Public HealthPH2FDevelop protocols for inspecting laboratories undertaking regulatory compliance analyses, in conjunction with respective accreditation bodies
Regulators support systematic audits or inspections of accredited laboratories on behalf of national health authorities.
If delegated to regulators, this action is performed in accordance to transparent inspection protocols, predefined and accessible to accredited laboratories.

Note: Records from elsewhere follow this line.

PR #99, opened 2022-09-19
[#88] Replace custom display() method with std::fmt::Display trait implementation

### LINKED ISSUE #88: Refactor custom 'display()' functions to use the 'Display' trait
See the discussion in #83 

The idea is to implement the [std::fmt::Display](https://doc.rust-lang.org/std/fmt/trait.Display.html) trait for data types where we already use a custom `display()` function. Specifically:

- [ ] `TomlError::display`
    * https://github.com/chshersh/tool-sync/blob/b79eeb91cfdc3a122e6693d503117f68ff1fb44e/src/config/toml.rs#L16-L24
- [ ] `ToolError::display`
    * https://github.com/chshersh/tool-sync/blob/b79eeb91cfdc3a122e6693d503117f68ff1fb44e/src/model/tool.rs#L20-L29
- [ ] `UnpackError::display`
    * https://github.com/chshersh/tool-sync/blob/b79eeb91cfdc3a122e6693d503117f68ff1fb44e/src/sync/archive.rs#L27-L37

Implementation example:

```rust
enum TestEnum {
    Var1(String),
    Var2(String),
}


impl fmt::Display for TestEnum {
    fn fmt(&self, f: &mut fmt::Formatter<'_>) -> fmt::Result {
        match self {
            TestEnum::Var1(s) => write!(f, "[VAR1]: {}", s),
            TestEnum::Var2(s) => write!(f, "[VAR2]: {}", s),
        }
    }
}
```

zixuanzhang-x:
Resolves #88

### DIFF
--- a/src/config/template.rs
+++ b/src/config/template.rs
@@ -1,4 +1,4 @@
-/// This file only holds the template that is used to generate a default .tools.toml.
+/// This file only holds the template that is used to generate a default .tool.toml.
 use crate::sync::db;
 
 pub fn generate_default_config() {
--- a/src/config/cli.rs
+++ b/src/config/cli.rs
@@ -18,7 +18,7 @@ pub enum Command {
     /// Sync all tools specified in configuration file
     Sync,
 
-    /// Generate a default .tools.toml file and prints it to std out
+    /// Generate a default .tool.toml file and prints it to std out
     DefaultConfig,
 
     /// Install a tool if it is hardcoded into internal database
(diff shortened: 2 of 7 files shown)


src/config/template.rs
```diff
@@ -1,4 +1,4 @@
-/// This file only holds the template that is used to generate a default .tools.toml.
+/// This file only holds the template that is used to generate a default .tool.toml.
```
chshersh, line 1: Oops, apparently the documentation was wrong in many places 👀 
Thanks again for fixing it!

chshersh (approved):
Looks neat! 👏🏻 

I have nothing to add, this was a pretty good refactoring 🙂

These protocols must present how inspections are conducted, approved, and reported. Regulators must also transparently outline laboratories’ obligations and rights during inspection procedures, along with the time sequence of audits.
Expected outcomes
The European Council adopted Directive 2004/10/EC and Directive 2004/9/EC relating to the application of the good laboratory practice (GLP) principles. These Directives lay down the obligation of Member States to designate the authorities responsible for GLP inspections in their territory.
In Ireland, the National Standards Authority (NSAI) provides requirements for reporting and for the internal market (i.e., mutual acceptance of data), and procedures for inspection and verification of good laboratory practice (GLP). The standard which details criteria in relation to GLP and quality assurance is ISO 17025. Although accreditation to an NSAI standard is not a license requirement, all laboratories conducting analysis should have in place a robust quality system to demonstrate compliance with license conditions.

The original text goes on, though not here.